# EXERCISE DIRECTIONS:
Please return the lines of the data below, word for word, from the first line through the line containing "--- a/crates/vizia_core/src/style/color.rs".

Dataset entries
★ ★ ★
PR #318, opened 2023-02-19
Fix parsing short color codes with alpha

sky1e:
Previously, when parsing a short color code with alpha, it read byte 0 into the alpha, which is actually the red channel. This fixes that, as well as refactors the surrounding code for clarity and adds a test.

### DIFF
--- a/crates/vizia_core/src/style/color.rs
+++ b/crates/vizia_core/src/style/color.rs
@@ -103,18 +103,16 @@ impl From<&str> for Color {
         match clean_hex.len() {
             3 | 4 => {
                 let hex = clean_hex.as_bytes();
-                let r = (hex[0] as char).to_digit(16).unwrap() as u8 * 17;
-                let g = (hex[1] as char).to_digit(16).unwrap() as u8 * 17;
-                let b = (hex[2] as char).to_digit(16).unwrap() as u8 * 17;
-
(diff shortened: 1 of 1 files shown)


DasLixou (approved):

geom3trik (approved):

DasLixou (commented):
Why do we need to multiply a `u8` by `0x11`?

geom3trik:
> Why do we need to multiply a `u8` by `0x11`?

It converts the short form single hex digit, e.g. 4 into the two digit hex 44. It's equivalent to multiplying by 11 in decimal.

sky1e:
> Why do we need to multiply a `u8` by `0x11`?

It's to turn the range 0x0..=0xF into 0x00..=0xFF, turning one hex digit into two. It corresponds to the multiply by 17 in the replaced lines (0x11 == 17).

geom3trik:
> > Why do we need to multiply a `u8` by `0x11`?
> 
> It's to turn the range 0x0..=0xF into 0x00..=0xFF, turning one hex digit into two. It corresponds to the multiply by 17 in the replaced lines (0x11 == 17).

Ah yeh sorry, I meant that it does the same for hex as multiplying by 11 does for decimal. Not that 0x11 == 11. Probably not a useful comparison 😅

DasLixou:
Oh ok makes sense thanks 😊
★ ★ ★
# TASK RESPONSE:
PR #318, opened 2023-02-19
Fix parsing short color codes with alpha

sky1e:
Previously, when parsing a short color code with alpha, it read byte 0 into the alpha, which is actually the red channel. This fixes that, as well as refactors the surrounding code for clarity and adds a test.

### DIFF
--- a/crates/vizia_core/src/style/color.rs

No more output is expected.